The argument against companion diagnostics had been that they limit the size of patient populations that will be treated and therefore limit the market, notes Raymond Woosley, MD, PhD, president and CEO of the Critical Path Institute, or C-Path, which is collaborating with the FDA on projects to speed up the drug development process. But that’s moot now, says Woosley, because new therapies are designed to attack very specific targets that are present only in subsets of patients with the disease.
“For example, there’s not just one type of lung cancer,” he says. “There are many subtypes, and the targets for most drugs are found in only a relatively small fraction of tumors. Current FDA efficacy standards make it difficult to gain approval for a drug that is only effective in 10 to 20 percent of patients. Even if a drug is approved without a diagnostic test, insurance companies often don’t want to pay for it because only 1 or 2 patients out of 10 are likely to respond. Both patients and physicians want great assurance that the drugs will work before they will use them. We’ve got to find a way to develop drugs and the tests that tell us how and when to use them.”
That message, says Woosley, has been heard loud and clear among bio-pharm companies. “Look at all the pharmaceutical companies that are acquiring companies with greater diagnostic expertise,” he adds, pointing to Roche’s offer for Ventana Medical Systems.
One stumbling block to seeing more of these tests come onto the market has been the absence of a reliable regulatory pathway to gain an approval at the FDA. To assist the process, C-Path and Ventana Medical Systems recently announced that they would use a $2.1 million grant to C-Path to establish the standards for the performance diagnostic tests for cancer.
Educating providers and consumers is the key to driving wider acceptance of the pharmacogenetic tests, Fromkin adds. “We must facilitate getting providers and consumers access to this valuable technology at a reasonable cost. Private carriers see the value and are taking a very close look at these powerful clinical tools,” he adds, but CMS needs to get more involved and help upgrade the reimbursement system to fairly represent the value of these novel diagnostic tests coming onto the market.
FOLLOW-ONS: A NEW OPPORTUNITY?
Congress has yet to push through proposed legislation to create a regulatory process to approve follow-on biologics in the United States. But with some smaller biotechs and a host of generic companies —some allied to major pharmaceutical concerns — feverishly developing follow-ons for biologic medicines that are still under U.S. patent protection, this is another area that sparks plenty of new thinking.

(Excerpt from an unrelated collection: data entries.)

PR #8873, opened 2024-07-30
smarter logical combination that keeps truthy/falsy/nullish property

sokra:
### Description

Allows to handle `if (unknown && falsy)` `if (unknown || truthy)` `if (unknown ?? nullish)` in static analysis.

Hint: review each commit on it's own, since the first commit is only changing to a named struct.

### DIFF
--- a/crates/turbopack-ecmascript/src/analyzer/builtin.rs
+++ b/crates/turbopack-ecmascript/src/analyzer/builtin.rs
@@ -105,6 +105,7 @@ pub fn replace_builtin(value: &mut JsValue) -> bool {
             JsValue::Alternatives {
                 total_nodes: _,
                 values,
+                additional_property: _,
             } => {
                 *value = JsValue::alternatives(
                     take(values)
@@ -163,6 +164,7 @@ pub fn replace_builtin(value: &mut JsValue) -> bool {
                     JsValue::Alternatives {
                         total_nodes: _,
                         values,
+                        additional_property: _,
                     } => {
                         *value = JsValue::alternatives(
                             take(values)
@@ -306,6 +308,7 @@ pub fn replace_builtin(value: &mut JsValue) -> bool {
                     JsValue::Alternatives {
                         total_nodes: _,
                         values,
+                        additional_property: _,
                     } => {
                         *value = JsValue::alternatives(
                             take(values)
@@ -407,6 +410,7 @@ pub fn replace_builtin(value: &mut JsValue) -> bool {
                 JsValue::Alternatives {
                     total_nodes: _,
                     values,
+                    additional_property: _,
                 } => {
                     *value = JsValue::alternatives(
                         take(values)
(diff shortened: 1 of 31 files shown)


ForsakenHarmony:
> Allows to handle `if (unknown && falsy)` `if (unknown || truthy)` `if (unknown ?? nullish)` in static analysis.

Which cases were handled before this PR?
Just `if (falsy)` `if (truthy)` `if (nullish)`?

Does this also handle `if (unknown && falsy && unknown)` etc.?

crates/turbopack-ecmascript/src/analyzer/mod.rs
```diff
@@ -350,6 +350,25 @@ enum JsValueMetaKind {
     Placeholder,
 }
 
+#[derive(Debug, Clone, Copy, Hash, PartialEq, Eq)]
+pub enum AdditionalProperty {
```
ForsakenHarmony, line 354: Not a fan of this name, it's a bit too generic

sokra:
> Which cases were handled before this PR?
> Just `if (falsy)` `if (truthy)` `if (nullish)`?

The `unknown` was the problem. If was able to handle `if (truthy || unknown)` but not `if (unknown || truthy)`.
The problem is that `truthy || unknown => truthy`, but `unknown || truthy` could be `unknown` (if it's truthy at runtime) or `truthy`, so the evaluator evaluates it to `Alternatives(unknown, truthy)`. The PR adds an additional info to `Alternatives` that the combination has a truthy value.

crates/turbopack-ecmascript/src/analyzer/mod.rs
sokra: yeah, I changed it

sokra:
* **#8890** <a href="https://app.graphite.dev/github/pr/vercel/turbo/8890?utm_source=stack-comment-icon" target="_blank">Graphite</a>
* **#8873** <a href="https://app.graphite.dev/github/pr/vercel/turbo/8873?utm_source=stack-comment-icon" target="_blank">Graphite</a> 👈
* `main`

<h2></h2>

 Join @sokra and the rest of your teammates on <a href="https://graphite.dev?utm-source=stack-comment">Graphite <b>Graphite</b></a>

crates/turbopack-ecmascript/src/analyzer/builtin.rs
```diff
@@ -501,43 +503,100 @@ pub fn replace_builtin(value: &mut JsValue) -> bool {
...
                     }
                     None => {
                         // We don't know if this part is skipped or the final value, so we keep it.
+                        part_properties.push(property);
                         parts.push(part);
                         continue;
                     }
                 }
             }
+            part_properties.truncate(parts.len());
```
arlyon, line 540: under what condition does this happen? it seems from the code that part properties is always less than or equal to parts

sokra: never, removed it...

ForsakenHarmony (approved):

“For big pharma and big biotech, generics are not something that happens to them,” says Hisey. “It can be a strategic opportunity, and they’re best positioned to take advantage. And there are probably some things they can do with pricing to reduce the attractiveness of other players. When we think of generics, we think of the U.S. market. But generics are handled differently around the globe. Biosimilars already are on the market” in some regions, he adds, and that can help these companies develop new strategies in the United States.

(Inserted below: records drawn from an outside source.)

PR #8031, opened 2024-04-24
feat: Improve error messages from `mdxrs`

kdy1:
### Description

Improve error messages from mdxrs

Closes PACK-2589

### Testing Instructions

next.js counterpart: https://github.com/vercel/next.js/pull/64953

PR #8879, opened 2024-07-30
Convert MDX errors into issues

mischnic:
Trying https://github.com/vercel/turbo/pull/8031 again

~~Depends on https://github.com/vercel/turbo/pull/8766~~

Bildschirmfoto 2024-07-30 um 15 35 48


crates/turbopack-mdx/src/lib.rs
```diff
@@ -175,14 +179,55 @@ impl MdxTransformedAsset {
...
+                        markdown::message::Place::Position(p) => (
+                            SourcePos {
+                                line: p.start.line - 1,
+                                column: p.start.column - 1,
+                            },
+                            SourcePos {
+                                line: p.end.line - 1,
+                                column: p.end.column - 1,
+                            },
+                        ),
```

This is one field, though, where the big players will gladly wait for a change.
“With the power of the bio-pharma industry,” notes McCamant, “it’s coming awfully slowly.

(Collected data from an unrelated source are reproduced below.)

PR #8883, opened 2024-07-30
feat(turborepo): add `get_merge_base` to turborepo_scm

NicholasLYang:
### Description

In preparation for `--affected`, adding a merge base function
### Testing Instructions

Adds a test for merge_base.

PR #8884, opened 2024-07-30
feat(turborepo): implement --affected flag

NicholasLYang:
### Description

Implements the `--affected` flag. Does some light refactoring to SCM to ensure that we're getting the unstaged changes in `--affected`.

### DIFF
--- a/crates/turborepo-lib/src/cli/mod.rs
+++ b/crates/turborepo-lib/src/cli/mod.rs
@@ -697,6 +697,11 @@ pub struct ExecutionArgs {
     #[clap(short = 'F', long, group = "scope-filter-group")]
     pub filter: Vec<String>,
 
+    /// Run only tasks that are affected by changes between
+    /// the current branch and `main`
+    #[clap(long, group = "scope-filter-group")]
+    pub affected: bool,
+
     /// Set type of process output logging. Use "full" to show
     /// all output. Use "hash-only" to show only turbo-computed
     /// task hashes. Use "new-only" to show only new output with
--- a/crates/turborepo-lib/src/config.rs
+++ b/crates/turborepo-lib/src/config.rs
@@ -286,6 +286,14 @@ impl ConfigurationOptions {
         self.ui.unwrap_or(UIMode::Stream)
     }
 
+    pub fn scm_base(&self) -> &str {
+        self.scm_base.as_deref().unwrap_or("main")
+    }
+
+    pub fn scm_head(&self) -> &str {
+        self.scm_head.as_deref().unwrap_or("HEAD")
+    }
+
     pub fn allow_no_package_manager(&self) -> bool {
         self.allow_no_package_manager.unwrap_or_default()
     }
@@ -800,6 +808,12 @@ impl TurborepoConfigBuilder {
                     }
                     if let Some(env_mode) = current_source_config.env_mode {
                         acc.env_mode = Some(env_mode);
+                    }
+                    if let Some(scm_base) = current_source_config.scm_base {
+                        acc.scm_base = Some(scm_base);
+                    }
+                    if let Some(scm_head) = current_source_config.scm_head {
+                        acc.scm_head = Some(scm_head);
                     }
 
                     acc
--- a/crates/turborepo-lib/src/config.rs
+++ b/crates/turborepo-lib/src/config.rs
@@ -213,6 +213,8 @@ pub struct ConfigurationOptions {
     pub(crate) daemon: Option<bool>,
     #[serde(rename = "envMode")]
     pub(crate) env_mode: Option<EnvMode>,
+    pub(crate) scm_base: Option<String>,
+    pub(crate) scm_head: Option<String>,
 }
 
 #[derive(Default)]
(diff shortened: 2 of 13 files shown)


NicholasLYang:
> [!WARNING]
> <b>This pull request is not mergeable via GitHub because a downstack PR is open. Once all requirements are satisfied, merge this PR as a stack <a href="https://app.graphite.dev/github/pr/vercel/turbo/8884?utm_source=stack-comment-downstack-mergeability-warning" >on Graphite</a>.</b>

* **#8884** <a href="https://app.graphite.dev/github/pr/vercel/turbo/8884?utm_source=stack-comment-icon" target="_blank">Graphite</a> 👈
* **#8883** <a href="https://app.graphite.dev/github/pr/vercel/turbo/8883?utm_source=stack-comment-icon" target="_blank">Graphite</a>
* `main`

<h2></h2>

crates/turborepo-lib/src/cli/mod.rs
```diff
@@ -695,6 +695,11 @@ pub struct ExecutionArgs {
     #[clap(short = 'F', long, group = "scope-filter-group")]
     pub filter: Vec<String>,
 
+    /// Run only tasks that are affected by changes between
+    /// the current branch and `main`
```
mehulkar, line 699: Is `main` configurable?

NicholasLYang: yes, with the `TURBO_SCM_BASE` env var

crates/turborepo-scm/src/git.rs
```diff
@@ -26,9 +32,23 @@ impl SCM {
...
-    ) -> Result<HashSet<AnchoredSystemPathBuf>, Error> {
+        include_uncommitted: bool,
+        allow_unknown_objects: bool,
+    ) -> Result<ChangedFiles, Error> {
         match self {
-            Self::Git(git) => git.changed_files(turbo_root, from_commit, to_commit),
+            Self::Git(git) => {
+                match git.changed_files(turbo_root, from_commit, to_commit, include_uncommitted) {
+                    Ok(files) => Ok(ChangedFiles::Some(files)),
+                    Err(e) if allow_unknown_objects => {
```
chris-olszewski, line 42: Can we only catch errors related to a commit not existing? I think ignoring all `git` errors might be a little heavy handed.

turborepo-tests/integration/tests/affected.t
```diff
@@ -0,0 +1,110 @@
+Setup
+  $ . ${TESTDIR}/../../helpers/setup_integration_test.sh
+
+Create a new branch
```
chris-olszewski, line 4: Can we add a test for when `main` isn't at the merge base of the branch i.e.
```
 o main
 |  o my-branch
 |  |
 | /
 o merge base
```

crates/turborepo-lib/src/run/scope/filter.rs
```diff
@@ -176,21 +177,34 @@ impl<'a, T: GitChangeDetector> FilterResolver<'a, T> {
...
-        let selectors = patterns
+        let mut selectors = patterns
             .iter()
             .map(|pattern| TargetSelector::from_str(pattern))
             .collect::<Result<Vec<_>, _>>()?;
 
+        if let Some((from_ref, to_ref)) = affected {
+            selectors.push(TargetSelector {
+                git_range: Some(GitRange {
+                    from_ref: from_ref.to_string(),
```
chris-olszewski, line 199: I don't think this is correct, we need to be comparing the base of the branch and not just `main`. I could be wrong, but I think these are distinct. Can we verify this is correct with a test where the branch base isn't the tip of `main`?

chris-olszewski (changes requested):
I think this is a very solid start, but I think it's missing the core part of `--affected` where we figure out what the base commit is.

I could be misunderstanding and this functionality is already here, but some tests displaying it are necessary.

crates/turborepo-lib/src/run/scope/filter.rs
NicholasLYang: Will add a test, but I believe this is correct, because we do `git diff from...to`, which is equivalent to `git diff $(git merge-base from to) to`

crates/turborepo-lib/src/config.rs
```diff
@@ -278,6 +280,14 @@ impl ConfigurationOptions {
         self.ui.unwrap_or(false) && atty::is(atty::Stream::Stdout)
     }
 
+    pub fn scm_base(&self) -> &str {
+        self.scm_base.as_deref().unwrap_or("main")
```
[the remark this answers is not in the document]
NicholasLYang: https://linear.app/vercel/issue/TURBO-3948/add-master-fallback-for-affected-base-branch

crates/turborepo-scm/src/git.rs
NicholasLYang: It's a little tricky because the error for missing commit doesn't seem to have a single output. Like in the case where you have a shallow clone, you get:

```
fatal: main...HEAD: no merge base
```
but if you have a ref that just doesn't exist, you might get:
```
fatal: ambiguous argument 'main...nicholasyang/turbo-info': unknown revision or path not in the working tree.
```

but for an invalid commit hash, you'll get:

```
fatal: Invalid symmetric difference expression main...108774c7f7d999860668dcececd89d7e172ce20d
```

I'm not exactly sure which error message a user may get

crates/turborepo-lib/src/cli/mod.rs
mehulkar: Could it be an optional argument to `--affected=<base>` also? Not a huge deal, but it would be similar to `--filter` (with much lower surface area)

chris-olszewski (approved):

PR #8892, opened 2024-07-31
fix(pty): disable echoctl for child processes

chris-olszewski:
### Description

Copying and pasting from #7109:

Disable ECHOCTL for the pseudo terminal that we start:

    ECHOCTL
    greater than the special character. For example,
    character 0x08 (BS) is echoed as ^H.

This will remove the ^D that gets generated from the EOT when using a PTY. Using PTY still does generate a leading \n as EOT is only respected if it immediately follows a newline. portable_pty tries to prevent failed EOT by emitting a \nEOT on drop in case end users didn't end the last write with a newline.

### Testing Instructions

Verify that `^D` no longer appears in output:
```
[0 olszewski@chriss-mbp] /tmp/echoctl-test $ TURBO_UI=0 turbo_dev --skip-infer build --force                                                                                                            
turbo 2.0.10                                                                                                                                                                                            
                                                                                                                                                                                                        
• Packages in scope: @repo/eslint-config, @repo/typescript-config, @repo/ui, docs, web                                                                                                                  
• Running build in 5 packages
• Remote caching disabled
docs:build: cache bypass, force executing 9240c8b370dcb1ac
docs:build: 
web:build: cache bypass, force executing 253f5ed6d7afcf7f
web:build: 
web:build: 
web:build: > web@0.1.0 build /private/tmp/echoctl-test/apps/web
web:build: > next build
web:build: 
docs:build: 
docs:build: > docs@0.1.0 build /private/tmp/echoctl-test/apps/docs
docs:build: > next build
docs:build: 
web:build:   ▲ Next.js 15.0.0-rc.0
docs:build:   ▲ Next.js 15.0.0-rc.0
```

### DIFF
--- a/crates/turborepo-lib/src/process/child.rs
+++ b/crates/turborepo-lib/src/process/child.rs
@@ -161,6 +161,26 @@ impl ChildHandle {
         let controller = pair.master;
         let receiver = pair.slave;
 
+        #[cfg(unix)]
+        {
+            use nix::sys::termios;
+            if let Some((file_desc, mut termios)) = controller
+                .as_raw_fd()
+                .and_then(|fd| Some(fd).zip(termios::tcgetattr(fd).ok()))
+            {
+                // We unset ECHOCTL to disable rendering of the closing of stdin
+                // as ^D
+                termios.local_flags &= !nix::sys::termios::LocalFlags::ECHOCTL;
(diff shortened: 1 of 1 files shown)


tknickman (approved):

tknickman:
Nice!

Looking into 2008, McCamant is keeping his eye out for some big headlines on new biotech acquisitions. Among the possibilities: Biogen Idec, which already is in play, along with Protein Design Labs, Im-Clone, and Onyx Pharmaceuticals.
Even Amgen’s name is being floated as a possible takeover target for an ambitious dealmaker such as Pfizer. Bear Stearns’ Mark Schoenebaum recently looked over the field of possible deals and put Genzyme and Amgen on the top of his list of likely big pharma targets.
In the biotech business today, no deal is out of bounds — provided the potential rewards are worth the risk.